# laufschrift erstellen



## datastream (17. April 2004)

hallo,

ich hab eine dvd aus der ich gerne sequenzen rausziehen und um eine laufschrift (n-tv like) erweitern möchte. das rausziehen soll nicht das problem sein, aber wie mache ich das mit der laufschrift? 
zur verfügung könnte ich pinnacle studio haben. ginge das damit?


----------



## goela (18. April 2004)

Eine Laufschrift zu erstellen geht eigentlich mit (fast) jedem Videoschnittprogramm.

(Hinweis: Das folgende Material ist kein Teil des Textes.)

PR #539, opened 2013-11-05
PLEASE CODE REVIEW. This is an implementation of Monetemurro and Zanette...

PeteBleackley:
This is an implementation of Montemurro and Zanette's algorithm for calculating the distribution entropy of words in a body of text.  http://www.worldscientific.com/doi/abs/10.1142/S0219525910002530 This code was originally written to evaluate the algorithm, and probably needs to be refactored before being included in NLTK - in particular, I's like suggestions for a better API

Allgemeines Vorgehen (nicht auf ein spezielles Programm beschränkt):
*- Erstellen einer Bitmap* (TIFF o.ä. wegen Alpha-Maske) in Photoshop o.ä.
Die Bitmap muss in eine Breite von der Länge des Textes (bzw. gewünschter Einblendung) haben. Diese muss nicht unbedingt eine Höhe von 576 haben, da man die Laufschrift einfach an die gewünschte Position (über Bewegung positionieren) schieben kann.
*- Bitmap in Videoschnittprogramm importieren*
*- Bitmap auf Zeitleiste ziehen*
Sollte man die Bitmap einen durchsichtigen Hintergrund haben, so muss eine Videospur gewählt werden, die Transparenz unterstützt (Premiere < 6.5 unterstützt Transparenz ab der Videospur2)
*-Laufschrift animieren*
Je nach Programm kann man die Bewegung entweder über einen Videofilter (Pan = Bewegung auf Bilder) oder Bewegung realisieren. Bei Premiere ist der Videofilter Pan zu verwenden, da Premiere Bitmaps verzerrt.


----------



## vt honda shadwow (12. Mai 2004)

*Geht doch ganz einfach mit Studio 8*

Hi!

Also mit dem Titelgenerator (integriet in Studio 8) geht das ganz einfach. Man kann Text ganz einfach durchlaufen lassen. Ich empfehle einen Blick ins Handbuch oder die Hilfe! Ausserdem empfieht es sich zusätzlich einen Grafik in den unteren Teil des Bildes als Hintergrund für das Laufband (übrigens Bauchbinde gennant) zu legegen.
Es gehen übriges auch Abspann-Texte (von unten nach oben) mit Studio 8/9

Gruß,


----------